You have a lot of muscles in your arms, back and neck, all of which require different exercises to become strong but if you want to focus primarily on your arms, then you may want to do some of the following dumbbell workouts. Aside from the common curls that help define your forearm and build up your biceps, you can also strengthen your arms by lifting a lighter dumbbell above your head.
Put the dumbbell in your right arm, lift it straight over your head and support the area right above your shoulder with your left hand, thus forming an L shape. Once you are in position and your arm has the support of your opposing hand, slowly bend your elbow so the dumbbell goes behind your head and back. Raise the weight back to the starting position, do a few repetitions, then switch arms.
Another of the dumbbell workouts you could use to build up or tone your arms is to hold a weight in each hand while power walking. By pumping your arms out and slightly up, as opposed to doing a full curl, you build more strength and muscle because your arm has to hold the position instead of finishing the full curl with which you may already be familiar.
Since this can become exhausting, you may want to do a brisk walk with the dumbbells, staying close to your starting point, then return them and go back for your walk or jog, the latter of which you should not do using weights.
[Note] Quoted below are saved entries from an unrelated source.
PR #408, opened 2026-05-08
Add durable file GC tasks

qiffang:
Adds durable `file_gc_tasks` cleanup for deleted file identities. Metadata delete paths now enqueue GC tasks in the same transaction, and the backend worker removes central file quota metadata and S3 blobs with lease-based retry.

Scope boundary: this PR covers deleted file identities only. It intentionally does not make overwrite old-blob cleanup durable for a still-live `file_id`; that remains the existing best-effort `deleteBlobIfS3Ctx` path and should be handled by a separate blob-ref GC task if we want durable overwrite cleanup.

Review follow-ups addressed:
- Removed the unused `syncCentralFileDelete` definition; `fileDeleteMutationData` stays only for replaying historical `file_delete` mutation-log entries.
- Removed the GC worker's path/adapter fallback. Central file metadata deletion now requires `DeleteFileMetaIfExistsTx`, so quota counters are decremented only when that transaction actually deleted a row.
- Made historical `file_delete` replay use the same conditional delete guard.
- Documented the deleted-file-identity scope in code comments.

Tests:
- `go test ./pkg/backend -run 'TestFileGCTask|TestCentralQuotaFileMutationLifecycle|TestMutationReplay|TestMonthlyLLMCostExceeded' -count=1`
- `go test ./pkg/datastore -run 'TestFileGCTask|TestDeleteWithRefCount|TestDeleteDirRecursive|TestRenameFileReplacingTarget' -count=1`
- `go test ./pkg/datastore ./pkg/backend ./pkg/meta -count=1`
- `go test ./pkg/fuse ./pkg/client ./pkg/tenant/schema ./pkg/tenant ./cmd/drive9-server ./cmd/drive9-server-local -count=1`
- `go vet ./pkg/backend ./pkg/datastore ./pkg/meta ./pkg/fuse ./pkg/client ./pkg/tenant/schema ./pkg/tenant ./cmd/drive9-server ./cmd/drive9-server-local`
- `git diff --check`

Note: local `make lint` did not reach lint findings because `golangci-lint` 2.5.0 failed during package loading with `no go files to analyze`; CI will run lint again on GitHub.


qiffang:
## @dat9-dev1 Review: Durable File GC Tasks — ✅ APPROVE

### Architecture

Clean migration from inline sync delete (`syncCentralFileDelete` + `deleteBlobCtx`) to durable async task queue (`file_gc_tasks` table). Key design decisions are correct:

1. **Task keyed by file_id, not path** — prevents retry from deleting a different file's blob at the same path. `uk_file_gc_file_id` unique index + `isUniqueViolation` silent dedup.
2. **Central meta delete before blob delete** — `DeleteFileMetaIfExistsTx` returns `(false, nil)` on re-delete, making quota counter updates idempotent across retries.
3. **Pending mutation guard** — `checkNoPendingCentralFileMutation` / `HasPendingFileMutation` prevents GC from acking central cleanup before fail-open create/overwrite mutations have converged. Correct happens-before ordering.
4. **`stopFileGCWorker` placed before `Close()` early return** — GC worker is properly stopped even when imageExtractCancel is nil.
5. **`defaultFileGCMaxAttempts = 0` (infinite retry)** — correct for correctness cleanup path; blob leak is worse than dead letter.

1. `RecoverExpiredFileGCTasks`: `LIMIT N FOR UPDATE SKIP LOCKED` may recover fewer than N rows per round (locked rows are skipped). Not a bug but worth a comment.
2. `processFileGCTask`: only handles `StorageS3` — correct today (inline blobs deleted with the row), but add a comment explaining why other storage types are a no-op.
3. `scanFileForGC` intentionally skips `content_blob`/`description` — good optimization for the delete TX path.
4. `HasPendingFileMutation` uses `JSON_EXTRACT` without index — fine while `quota_mutation_log` pending set stays small, but worth monitoring.

### Tests

4 backend integration tests + 3 datastore unit tests cover: happy path, blob retry with quota release, pending create mutation blocking, pending overwrite mutation blocking. Good coverage.

qiffang:
## @dat9-dev1 Review Update: REVISE

Updating my earlier APPROVE to **REVISE** after @adversary-1 and @adversary-2 identified valid blockers:

**B0 (CI lint)**: `syncCentralFileDelete` at `quota_mutation.go:158` has no callers after this PR removes the 3 callsites in `dat9.go`. Needs to be deleted (along with `fileDeleteMutationData` if orphaned too).

**B1 (overwrite old blob not durable)**: `dat9.go:626` `deleteBlobIfS3Ctx` for overwrite is still inline best-effort. Suggest: scope this PR explicitly to "deleted file identity GC only" and open a separate issue for overwrite blob durability. The `UNIQUE(file_id)` constraint can't track multiple old `storage_ref` values from successive overwrites anyway. Add a comment documenting this scope boundary.

**B2 (fallback TOCTOU double-decrement)**: Fallback path `GetFileMeta` (outside TX) → `DeleteFileMetaTx` (doesn't check rows affected) → `applyCentralFileDeleteCountersTx` allows two concurrent workers to both decrement quota. Fix: use `DeleteFileMetaIfExistsTx` boolean in fallback too, or remove fallback entirely.

qiffang:
## @dat9-dev1 Re-review v2: Durable File GC Tasks — ✅ APPROVE

All 3 blockers from v1 are fixed:

**B0 (CI lint)**: `syncCentralFileDelete` removed. `fileDeleteMutationData` retained with comment for historical mutation replay.

**B1 (overwrite scope)**: Two explicit scope boundary comments added:
- `dat9.go:614-615`: "Overwrite cleanup remains best-effort: file_gc_tasks track deleted file identities, not old blob refs for a still-live file_id."
- `FileGCTask` struct doc: "...does not track old blob refs produced by overwriting a still-live file_id; those need a separate blob-ref GC path."

**B2 (fallback TOCTOU)**: Thoroughly fixed:
- Removed `fileMetaConditionalDeleter` interface and dual-path logic. Single path: `GetFileMeta` → `DeleteFileMetaIfExistsTx(bool)` → decrement counters only when `deleted==true`.
- `DeleteFileMetaIfExistsTx` and `HasPendingFileMutation` promoted to `MetaQuotaStore` interface (no more type assertions).
- Bonus: `mutation_replay.go` `file_delete` also uses `DeleteFileMetaIfExistsTx` + boolean guard for consistency.

CI: ci ✅ | e2e smoke ✅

Some of the dumbbell workouts you do to tone your arms also tone and strengthen your back but just to be sure your reaching every muscle, here are a few exercises you can try. Start with something light if you are new to working out or have back problems, such as a kneeling row.
Simply kneel your left knee on a bench and place your left hand in front for added support and so that your back is straight. Slightly bend your right knee so that it does not lock, pick up the dumbbell with your right hand and then begin lifting up and down, doing 10 to 15 repetitions before switching to your left arm.
If you have more experience working out, you may want to do more challenging exercises, such as the dead lift. Start this workout by putting one dumbbell in each hand, then bend your knees, pop out your caboose by flexing at your hips. This should put you in a semi-standing frog position, as your back should be at a straight angle, not straight up but also not bent.
Once you are in the correct position, put your arms straight by your sides, though not touching your body, then raise yourself up, go back to starting position and repeat.
When exercising, you should try to do at least one of the dumbbell workouts for each part of your body so that your muscle strength and tone is evenly distributed. Of course, you are free to focus on any part of your body so it can look and feel the way you want it to but still strive for uniformity. Lastly, do these exercises safely by using a spotter, getting clearance from your doctor if necessary, learning the proper way to use equipment and possibly hire a trainer.